Последним приснился Тане маленький мальчик, скачущий вдоль берега, разбрызгивая мелкую воду; он скачет, нарочно с силой ударяя пятками, чтобы брызги летели фонтаном. А поодаль, в белой рубахе, по пояс в реке стоит прекрасная женщина и моет свои прекрасные волосы. А мальчик скачет и скачет…
/
/
Из вагонов последней электрички вышло не больше пяти человек.
Освещенный поезд, дернув с места, тут же с воем умчался в депо, и силуэты ночных пассажиров растворились под разбитыми фонарями перрона.
Таня неслась по кромешному поселку типа городского, потом по шоссе, и ей казалось, что эти расплывчатые, преступные тени неслышно скользят по пятам, чтобы прильнуть к ее шее и выпить из нее все желание. Особенно страшно было идти по полю, где совсем негде спрятаться, только слиться с землей, как та женщина. Одна тень действительно неотступно следовала за ней, и, как ни спешила Тата, оскальзываясь в комьях земли, падая и пускаясь почти бегом, расстояние между нею и мужчиной все сокращалось. Страшнее всего, что он молчал, этот преследователь и соглядатай, и молча, молча, молча догонял ее. И вынести эту гонку стало невозможно.

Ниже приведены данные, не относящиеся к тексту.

PR #491, opened 2015-07-11
Fix Munin Setup in favor of #474

h8h:
needs for environments with ipv4 and ipv6 enabled.

`hostname` could be differnt to `$PRIMARY_HOSTNAME`

For me 
hostname : vservername.providername.tld
$PRIMARY_HOSTNAME : box.vservername.providername.tld
(notice the missing `box.`)

Munin needs that the hostname fits to the `/etc/hostname`.

### DIFF
--- a/setup/munin.sh
+++ b/setup/munin.sh
@@ -21,6 +21,7 @@ includedir /etc/munin/munin-conf.d
 # a simple host tree
 [$PRIMARY_HOSTNAME]
 address 127.0.0.1
+host_name `hostname`
 
 # send alerts to the following address
 contacts admin
--- a/setup/munin.sh
+++ b/setup/munin.sh
@@ -21,7 +21,7 @@ includedir /etc/munin/munin-conf.d
 # a simple host tree
 [$PRIMARY_HOSTNAME]
 address 127.0.0.1
-host_name `hostname`
+host_name `hostname --fqdn`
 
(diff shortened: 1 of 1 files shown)


JoshData:
This isn't a documented option in http://munin-monitoring.org/wiki/munin.conf. 

Maybe we need to force /etc/hostname to be right, instead.

h8h:
Sorry for the missing link, here it comes 
[Munin No Graphs](http://munin-monitoring.org/wiki/FAQ_no_graphs)

Yeah but this could maybe be a problem with the provider and the rdns / its box naming scheme, i think?!

JoshData:
> Yeah but this could maybe be a problem with the provider and the rdns / its box naming scheme, i think?!

I don't think so. For instance, in [this guy's tutorial](https://www.digitalocean.com/community/tutorials/how-to-run-your-own-mail-server-with-mail-in-a-box-on-ubuntu-14-04) he changes the hostname during setup. But to be honest, I've never had a VM/server set up where the hostname wasn't what I wanted it to be already so I've never done this.

h8h:
Ok then I close this, but @JoshData could we give people a hint (e.g. while setup) that munin doesn't produce any graphs if the hostnames (`$PRIMARY_HOSTNAME` and `hostname --fqdn`) don't match.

И тогда Тата остановилась и пошла ему навстречу. Они сошлись, как два хулигана, делегированные своими бандами для вступительного единоборства. Вблизи лицо мужчины оказалось молодым, почти мальчишеским, оно качалось над ней и широко разевало рот в дикой ухмылке. Парень выдохнул облако перегара, протянул длинные руки и почти коснулся ее шеи. Тане было известно то, чего не знал парень.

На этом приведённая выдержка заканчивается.